# VK - did someone say 20700's



## Borderlands (16/5/17)

Look what's just arrived 







Sent from my MHA-AL00 using Tapatalk


----------



## Stroodlepuff (16/5/17)

eh... @Silver @Rob Fisher I didnt realise when I changed my email address that Tapatalk made me a new account with the old email addy... Borderlands is me...and will be disappearing again now

Reactions: Funny 2


----------



## boxerulez (16/5/17)

Stroodlepuff said:


> eh... @Silver @Rob Fisher I didnt realise when I changed my email address that Tapatalk made me a new account with the old email addy... Borderlands is me...and will be disappearing again now


So do you stock any mods that accomodate these batteries?

Reactions: Funny 1


----------



## Borderlands (16/5/17)

boxerulez said:


> So do you stock any mods that accomodate these batteries?


They on the way they should be here in the week

Sent from my MHA-AL00 using Tapatalk


----------



## Blu_Marlin (16/5/17)

@Stroodlepuff any idea on when these will be available at the VK 4ways branch?


----------



## Rob Fisher (16/5/17)

Just in time (well actually in plenty of time) because I have a mechanical Squonker coming from the USA that uses 20700's!
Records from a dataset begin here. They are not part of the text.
PR #1522, opened 2021-05-05
[cinder-csi-plugin] Cleanup: handle errors from GetDevicePath

Fedosin:
Now GetDevicePath from metadata doesn't return an error if something bad happens. This makes it difficult to debug Cinder CSI driver.

This commit modifies the function to return an error value, and also adds additional logging that should help with debugging.

```release-note
NONE
```


ricolin (commented):
/lgtm

jichenjc:
/approve

thanks for the PR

Thanks @Stroodlepuff and @Gizmo for being on the ball!

Reactions: Like 3


----------



## Stroodlepuff (16/5/17)

Blu_Marlin said:


> @Stroodlepuff any idea on when these will be available at the VK 4ways branch?



Probably tomorrow, latest Thursday

Reactions: Thanks 1


----------



## clinton.spaceship (16/5/17)

Damn so not for normal mods, that take 18650 or 26650?..im looking for a really good 18650 battery . I have ijoy 26650 and they are great!!!..just heavy so not ideal for in pocket all day(on road)

Sent from my GT-I9195I using Tapatalk


----------



## Cespian (17/5/17)

clinton.spaceship said:


> Damn so not for normal mods, that take 18650 or 26650?..im looking for a really good 18650 battery . I have ijoy 26650 and they are great!!!..just heavy so not ideal for in pocket all day(on road)
> 
> Sent from my GT-I9195I using Tapatalk



Nope, these batteries will be 5mm taller than 18*65*0 and 26*65*0, 2mm larger in diameter than an *18*650 and 6mm smaller in diameter than a *26*650.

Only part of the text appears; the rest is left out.